All records should be written out again exactly.

╭─ INPUT

PR #3690, opened 2023-06-27
[master] make spurious otter messages go away

n-hutton:
when estimating gas, you don't want to save the otter output. This made it print a warning but it was spurious.


Steve-White-UK (approved):
LGTM

PR #3695, opened 2023-06-28
[master] Cleanup of fixes for chainlink

n-hutton:
Fixes for chainlink, comments inline:
- Subscription bug
- Prev hash not set
- Block JSON fields not parseable

There are not CI tests for these, it would be good if there were the following tests:
- Blocks have prevHash set correctly
- Subscription to newHeads works, and it works if you subscribe multiple times (all subscribers recieve the block)


src/libServer/IsolatedServer.cpp
```diff
@@ -1181,9 +1181,13 @@ TxBlock IsolatedServer::GenerateTxBlock() {
...
   }
 
+  auto const prevTxBlock = m_sharedMediator.m_txBlockChain.GetLastBlock();
+
+  auto const prevHash = m_blocknum == 0 ? BlockHash(): prevTxBlock.GetBlockHash();
+
   TxBlockHeader txblockheader(0, m_currEpochGas, 0, m_blocknum,
                               TxBlockHashSet(), numtxns, m_key.first,
-                              TXBLOCK_VERSION);
+                              1, TXBLOCK_VERSION, CommitteeHash(), prevHash);
```
n-hutton, line 1190: this was actually incedentally incorrectly setting the version as the ds block number here

src/libServer/IsolatedServer.cpp
```diff
@@ -1181,9 +1181,13 @@ TxBlock IsolatedServer::GenerateTxBlock() {
     m_txnBlockNumMap[m_blocknum].clear();
   }
 
+  auto const prevTxBlock = m_sharedMediator.m_txBlockChain.GetLastBlock();
+
+  auto const prevHash = m_blocknum == 0 ? BlockHash(): prevTxBlock.GetBlockHash();
```
n-hutton, line 1186: Set the prev hash in blocks (iso server only)

src/libServer/JSONConversion.cpp
```diff
@@ -160,8 +160,8 @@ const Json::Value JSONConversion::convertTxBlocktoEthJson(
   // Required by ethers
   retJson["extraData"] = "0x";
   retJson["nonce"] = "0x0";
-  retJson["receiptsRoot"] = "0x";
-  retJson["transactionsRoot"] = "0x0";
+  retJson["receiptsRoot"] = "0x0000000000000000000000000000000000000000000000000000000000000000";
```
n-hutton, line 163: chainlink unable to parse non hash-length strings, so make them full length. I think this should be fine, no client actually uses these fields I believe

tests/EvmAcceptanceTests/hardhat.config.ts
```diff
@@ -113,13 +113,15 @@ const config: HardhatUserConfig = {
       miningState: false
     },
     testnet: {
-      url: "https://devnetnh-l2api.dev.z7a.xyz",
-      websocketUrl: "wss://devnetnh-l2api.dev.z7a.xyz",
+      url: "https://testnet-receipts-l2api.dev.z7a.xyz",
```
n-hutton, line 116: convenience

src/libEth/filters/SubscriptionsImpl.h
```diff
@@ -70,14 +71,32 @@ class SubscriptionsImpl {
...
     Id id = 0;
 
-    /// True if this conn subscribed to pending txns
-    bool subscribedToPendingTxns = false;
+    // populated if this conn subscribed to pending txns.
+    // since a single connection could have multiple subscriptions, we need to
+    // keep a set of subscription IDs here. They are non-overlapping
+    // with subscribedToNewHeads
+    //bool subscribedToPendingTxns = false;
+    std::unordered_set<uint64_t> subscribedToPendingTxn;
```
n-hutton, line 79: So, the same subscription ID was being used for every connection to newHeads. This is completely fine until there are multiple newHeads subscriptions in the same single connection. This is a bit of a corner case.

Anyway, to solve this, connectinos now keep a set of subscription IDs which are unique and not re-used for subscription types (hewHeads, pendingTxn). This has been confirmed to work with the chainlink software.

Steve-White-UK (approved):
OK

╰─

#### TASK SOLUTION
PR #3690, opened 2023-06-27
[master] make spurious otter messages go away

n-hutton:
when estimating gas, you don't want to save the otter output. This made it print a warning but it was spurious.


Steve-White-UK (approved):
LGTM

PR #3695, opened 2023-06-28
[master] Cleanup of fixes for chainlink

n-hutton:
Fixes for chainlink, comments inline:
- Subscription bug
- Prev hash not set
- Block JSON fields not parseable

There are not CI tests for these, it would be good if there were the following tests:
- Blocks have prevHash set correctly
- Subscription to newHeads works, and it works if you subscribe multiple times (all subscribers recieve the block)


src/libServer/IsolatedServer.cpp
```diff
@@ -1181,9 +1181,13 @@ TxBlock IsolatedServer::GenerateTxBlock() {
...
   }
 
+  auto const prevTxBlock = m_sharedMediator.m_txBlockChain.GetLastBlock();
+
+  auto const prevHash = m_blocknum == 0 ? BlockHash(): prevTxBlock.GetBlockHash();
+
   TxBlockHeader txblockheader(0, m_currEpochGas, 0, m_blocknum,
                               TxBlockHashSet(), numtxns, m_key.first,
-                              TXBLOCK_VERSION);
+                              1, TXBLOCK_VERSION, CommitteeHash(), prevHash);
```
n-hutton, line 1190: this was actually incedentally incorrectly setting the version as the ds block number here

src/libServer/IsolatedServer.cpp
```diff
@@ -1181,9 +1181,13 @@ TxBlock IsolatedServer::GenerateTxBlock() {
     m_txnBlockNumMap[m_blocknum].clear();
   }
 
+  auto const prevTxBlock = m_sharedMediator.m_txBlockChain.GetLastBlock();
+
+  auto const prevHash = m_blocknum == 0 ? BlockHash(): prevTxBlock.GetBlockHash();
```
n-hutton, line 1186: Set the prev hash in blocks (iso server only)

src/libServer/JSONConversion.cpp
```diff
@@ -160,8 +160,8 @@ const Json::Value JSONConversion::convertTxBlocktoEthJson(
   // Required by ethers
   retJson["extraData"] = "0x";
   retJson["nonce"] = "0x0";
-  retJson["receiptsRoot"] = "0x";
-  retJson["transactionsRoot"] = "0x0";
+  retJson["receiptsRoot"] = "0x0000000000000000000000000000000000000000000000000000000000000000";
```
n-hutton, line 163: chainlink unable to parse non hash-length strings, so make them full length. I think this should be fine, no client actually uses these fields I believe

tests/EvmAcceptanceTests/hardhat.config.ts
```diff
@@ -113,13 +113,15 @@ const config: HardhatUserConfig = {
       miningState: false
     },
     testnet: {
-      url: "https://devnetnh-l2api.dev.z7a.xyz",
-      websocketUrl: "wss://devnetnh-l2api.dev.z7a.xyz",
+      url: "https://testnet-receipts-l2api.dev.z7a.xyz",
```
n-hutton, line 116: convenience

src/libEth/filters/SubscriptionsImpl.h
```diff
@@ -70,14 +71,32 @@ class SubscriptionsImpl {
...
     Id id = 0;
 
-    /// True if this conn subscribed to pending txns
-    bool subscribedToPendingTxns = false;
+    // populated if this conn subscribed to pending txns.
+    // since a single connection could have multiple subscriptions, we need to
+    // keep a set of subscription IDs here. They are non-overlapping
+    // with subscribedToNewHeads
+    //bool subscribedToPendingTxns = false;
+    std::unordered_set<uint64_t> subscribedToPendingTxn;
```
n-hutton, line 79: So, the same subscription ID was being used for every connection to newHeads. This is completely fine until there are multiple newHeads subscriptions in the same single connection. This is a bit of a corner case.

Anyway, to solve this, connectinos now keep a set of subscription IDs which are unique and not re-used for subscription types (hewHeads, pendingTxn). This has been confirmed to work with the chainlink software.

Steve-White-UK (approved):
OK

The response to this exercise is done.